> [WHAT TO PRODUCE]
Using the material that follows, output exactly the lines from the one containing "--depth 1 \" through the one containing "rm -f /usr/bin/python && \", with both ends kept.

━━ RECORDED DATA

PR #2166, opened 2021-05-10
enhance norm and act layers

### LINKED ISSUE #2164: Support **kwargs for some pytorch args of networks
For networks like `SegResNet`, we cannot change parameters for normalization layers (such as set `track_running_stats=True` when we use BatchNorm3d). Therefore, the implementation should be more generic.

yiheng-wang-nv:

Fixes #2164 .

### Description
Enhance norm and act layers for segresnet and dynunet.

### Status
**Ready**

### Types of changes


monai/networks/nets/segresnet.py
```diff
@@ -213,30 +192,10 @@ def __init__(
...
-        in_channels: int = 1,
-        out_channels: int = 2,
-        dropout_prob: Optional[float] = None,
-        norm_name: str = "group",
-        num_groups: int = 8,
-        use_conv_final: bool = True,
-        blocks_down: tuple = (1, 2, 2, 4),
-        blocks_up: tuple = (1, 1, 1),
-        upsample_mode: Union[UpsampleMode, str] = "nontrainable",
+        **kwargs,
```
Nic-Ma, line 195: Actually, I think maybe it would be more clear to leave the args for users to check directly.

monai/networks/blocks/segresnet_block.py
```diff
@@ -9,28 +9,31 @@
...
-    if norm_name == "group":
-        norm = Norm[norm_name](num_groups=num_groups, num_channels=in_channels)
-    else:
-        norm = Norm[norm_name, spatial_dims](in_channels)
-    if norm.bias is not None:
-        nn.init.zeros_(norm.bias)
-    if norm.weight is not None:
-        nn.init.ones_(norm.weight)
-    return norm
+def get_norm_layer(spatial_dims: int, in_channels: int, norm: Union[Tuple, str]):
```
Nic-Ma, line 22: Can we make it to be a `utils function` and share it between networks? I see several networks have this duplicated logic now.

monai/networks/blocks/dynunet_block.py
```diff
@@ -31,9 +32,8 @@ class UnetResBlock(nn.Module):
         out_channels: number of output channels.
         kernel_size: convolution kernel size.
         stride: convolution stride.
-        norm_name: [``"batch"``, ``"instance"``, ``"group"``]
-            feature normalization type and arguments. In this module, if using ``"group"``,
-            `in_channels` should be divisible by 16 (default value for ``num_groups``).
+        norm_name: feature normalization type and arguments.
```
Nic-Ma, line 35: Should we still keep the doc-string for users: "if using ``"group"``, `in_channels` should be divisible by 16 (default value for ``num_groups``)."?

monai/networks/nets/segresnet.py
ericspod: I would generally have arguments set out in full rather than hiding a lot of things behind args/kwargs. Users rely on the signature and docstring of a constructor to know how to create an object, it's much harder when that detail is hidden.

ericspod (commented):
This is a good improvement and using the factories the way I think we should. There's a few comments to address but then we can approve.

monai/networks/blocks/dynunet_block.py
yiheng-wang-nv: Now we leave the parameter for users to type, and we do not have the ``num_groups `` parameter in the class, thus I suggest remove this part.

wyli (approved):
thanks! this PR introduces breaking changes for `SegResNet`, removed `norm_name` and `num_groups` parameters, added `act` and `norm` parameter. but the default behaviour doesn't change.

━━━━
━━ RECORDED DATA

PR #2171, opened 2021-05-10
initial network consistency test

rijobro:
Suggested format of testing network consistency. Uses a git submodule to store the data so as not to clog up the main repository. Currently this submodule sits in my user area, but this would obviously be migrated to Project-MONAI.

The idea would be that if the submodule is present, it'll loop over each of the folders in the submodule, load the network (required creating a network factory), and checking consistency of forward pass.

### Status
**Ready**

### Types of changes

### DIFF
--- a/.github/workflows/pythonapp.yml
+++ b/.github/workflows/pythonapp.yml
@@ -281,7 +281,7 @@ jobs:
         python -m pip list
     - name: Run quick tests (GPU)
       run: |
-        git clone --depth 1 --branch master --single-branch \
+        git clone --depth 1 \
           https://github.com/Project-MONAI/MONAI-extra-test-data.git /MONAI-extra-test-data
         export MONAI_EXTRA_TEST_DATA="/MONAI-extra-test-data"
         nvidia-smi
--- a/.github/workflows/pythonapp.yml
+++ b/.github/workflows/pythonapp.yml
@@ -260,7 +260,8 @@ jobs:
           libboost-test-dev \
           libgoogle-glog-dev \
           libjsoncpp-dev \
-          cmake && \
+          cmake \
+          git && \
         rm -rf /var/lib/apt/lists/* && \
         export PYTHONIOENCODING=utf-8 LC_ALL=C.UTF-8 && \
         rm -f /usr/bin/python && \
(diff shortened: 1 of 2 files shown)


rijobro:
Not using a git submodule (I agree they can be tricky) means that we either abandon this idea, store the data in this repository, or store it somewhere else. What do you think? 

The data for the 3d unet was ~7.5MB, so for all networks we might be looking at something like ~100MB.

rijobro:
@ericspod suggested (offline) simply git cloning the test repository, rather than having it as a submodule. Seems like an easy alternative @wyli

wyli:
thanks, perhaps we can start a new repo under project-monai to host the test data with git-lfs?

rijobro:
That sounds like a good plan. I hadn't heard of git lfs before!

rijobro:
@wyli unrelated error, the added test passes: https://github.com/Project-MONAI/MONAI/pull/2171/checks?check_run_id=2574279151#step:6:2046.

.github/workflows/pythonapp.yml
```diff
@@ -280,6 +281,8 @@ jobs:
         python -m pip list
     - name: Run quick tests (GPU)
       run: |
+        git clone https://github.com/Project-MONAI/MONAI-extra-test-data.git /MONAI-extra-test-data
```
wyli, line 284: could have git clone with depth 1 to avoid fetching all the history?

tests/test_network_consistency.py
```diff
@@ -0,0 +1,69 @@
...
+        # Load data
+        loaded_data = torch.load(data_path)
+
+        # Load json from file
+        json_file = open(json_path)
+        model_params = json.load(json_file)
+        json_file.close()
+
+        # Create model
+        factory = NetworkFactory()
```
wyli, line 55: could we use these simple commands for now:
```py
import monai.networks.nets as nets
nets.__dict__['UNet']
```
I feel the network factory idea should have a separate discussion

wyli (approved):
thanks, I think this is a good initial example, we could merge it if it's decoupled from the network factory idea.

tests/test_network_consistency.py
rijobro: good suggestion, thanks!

━━━━

> [SOLUTION TO THE EXERCISE]
+        git clone --depth 1 \
           https://github.com/Project-MONAI/MONAI-extra-test-data.git /MONAI-extra-test-data
         export MONAI_EXTRA_TEST_DATA="/MONAI-extra-test-data"
         nvidia-smi
--- a/.github/workflows/pythonapp.yml
+++ b/.github/workflows/pythonapp.yml
@@ -260,7 +260,8 @@ jobs:
           libboost-test-dev \
           libgoogle-glog-dev \
           libjsoncpp-dev \
-          cmake && \
+          cmake \
+          git && \
         rm -rf /var/lib/apt/lists/* && \
         export PYTHONIOENCODING=utf-8 LC_ALL=C.UTF-8 && \
         rm -f /usr/bin/python && \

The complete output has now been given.